Can i use an unsupported flag in DeepSpeech?

I am training a model with a significant amount of data ( about 260 hours - 215k files) . Even-though it may not be enough for the end result when i start my training after a few minutes i get the error of “Not enough time for target transition sequence” … “You can turn this error into a warning by using the flag ignore_longer_outputs_than_inputs”

@lissyx @reuben Is there a way to use this flag ?
Searching manually for that file (or files) is almost impossible .

Thank you.

Why ? On each and every dataset where this occurred, doing some basic filtering checks to ensure to have a rough match between audio and text helped and fixed the issue.

Well you have to apply that locally, so technically that makes you having to maintain a fork, which is never fun.

1 Like

lissyx is right, you should look into your data.

But if you just want to do a test run, change line 228 of Deepspeech.py to

total_loss = tfv1.nn.ctc_loss(labels=batch_y, inputs=logits, sequence_length=batch_seq_len, ignore_longer_outputs_than_inputs=True)

and line 70 of evaluate.py to

sequence_length=batch_x_len,
ignore_longer_outputs_than_inputs=True)

That’s for the 0.6 release.

It shouldn’t be that hard to identify the problematic files. Plot a histogram of WAV duration (easily computable from the file size) divided by transcript length for your training set and then look at the outliers.

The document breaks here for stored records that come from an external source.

PR #1941, opened 2017-10-24
Perform sensible currency conversion

vkolomeyko:
It is kind of sad to see 1 GBP to be equal to 1 USD and also it looks misleading in the blotter.

### DIFF
--- a/client/jfx/src/main/kotlin/net/corda/client/jfx/model/ExchangeRateModel.kt
+++ b/client/jfx/src/main/kotlin/net/corda/client/jfx/model/ExchangeRateModel.kt
@@ -3,8 +3,12 @@ package net.corda.client.jfx.model
 import javafx.beans.property.SimpleObjectProperty
 import javafx.beans.value.ObservableValue
 import net.corda.core.contracts.Amount
+import net.corda.finance.CHF
+import net.corda.finance.EUR
+import net.corda.finance.GBP
+import net.corda.finance.USD
 import java.math.BigDecimal
-import java.math.RoundingMode
+import java.math.MathContext
 import java.util.*
 
 /**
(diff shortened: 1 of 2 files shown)


client/jfx/src/main/kotlin/net/corda/client/jfx/model/ExchangeRateModel.kt
```diff
@@ -24,9 +24,25 @@ abstract class ExchangeRate {
 /**
  * Default implementation of an exchange rate model, which uses a fixed exchange rate.
  */
+private val usdExchangeRates: Map<Currency, BigDecimal> = mapOf(
+        Currency.getInstance("GBP") to BigDecimal(1.31),
```
shamsasari: You can use the currency constants instead

vkolomeyko: Sure - will do

vkolomeyko:
All the comments addressed and TC is happy with my changes.
@shamsasari - could you please re-review my work?

client/jfx/src/main/kotlin/net/corda/client/jfx/model/ExchangeRateModel.kt
```diff
@@ -24,9 +28,24 @@ abstract class ExchangeRate {
 /**
  * Default implementation of an exchange rate model, which uses a fixed exchange rate.
  */
+private val usdExchangeRates: Map<Currency, BigDecimal> = mapOf(
+        GBP to BigDecimal(1.31),
```
shamsasari: The recommended way to create BigDecimals from doubles is to use `BigDecimal.valueOf`.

For example, using pandas:

import pandas
df = pandas.read_csv('train.csv')
duration = (df['wav_filesize']-44)/16000/2 # assumes 16 kHz, 16-bits per sample
transcript_len = df['transcript'].str.len()
ratio = duration / transcript_len
ratio.hist(bins=200)

@lissyx, @othiele and @reuben Thank you for the fast replies.
I really appreciate it. :slight_smile:
@othiele Maybe i should have mentioned it that this is for a test run.
You saved me quite some time with the solution provided

1 Like

Yeah, for a test run, just hack it like suggested. Once you get more serious, you should really just fix your dataset or act at importer level to eradicate those broken components.